(Saved entries)

:::::

PR #15873, opened 2018-08-09
OPS-11879 consul address for relay-mailers

gites:


ljagiello (approved):

ljagiello (commented):
What will happen on dev?

gites:
Consul domains are already used in dev config. https://github.com/Wikia/config/blob/dev/dev.php#L522 and https://github.com/Wikia/config/blob/dev/dev.php#L643

PR #15877, opened 2018-08-10
XW-5138 | Update Global Footer color Scheme

rybmat:
https://wikia-inc.atlassian.net/browse/XW-5183

@Wikia/x-wing


JamesHawking (approved):

extensions/wikia/DesignSystem/node_modules/design-system/dist/scss/wds-mixins/_wds-midlight.scss
```diff
@@ -0,0 +1,7 @@
+@mixin wds-midlight($background-color) {
+	background-image: linear-gradient(to top, $background-color 54%, transparent 54%, transparent 100%);
```
HM100, line 2: Change `transparent` into `rgba($background-color,0)` since Safari leaves an unexpected shade of gray when transparent keyword is used.

PR #15882, opened 2018-08-10
added founding_user_id to wikiDetails

ghost:
added founding_user_id parameter to be returned from Wikis/Details api


includes/wikia/services/WikiDetailsService.class.php
```diff
@@ -202,6 +202,7 @@ protected function getFromService( $id ) {
 				'admins' => count( $this->getWikiAdminIds( $id ) )
 			],
 			'topUsers' => array_keys( $topUsers ),
+            'founding_user_id' => isset( $modelData [$id] ) ? $modelData[$id]['founding_user_id'] : '',
```
KockaAdmiralac: These should probably be tabs instead of spaces.

ghost: ok, will fix that in 5 min

tmszdmsk (approved):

:::::

Problem to solve: When the entries above show the word "used" in a line, copy that line out.

Solved exercise:
Consul domains are already used in dev config. https://github.com/Wikia/config/blob/dev/dev.php#L522 and https://github.com/Wikia/config/blob/dev/dev.php#L643
HM100, line 2: Change `transparent` into `rgba($background-color,0)` since Safari leaves an unexpected shade of gray when transparent keyword is used.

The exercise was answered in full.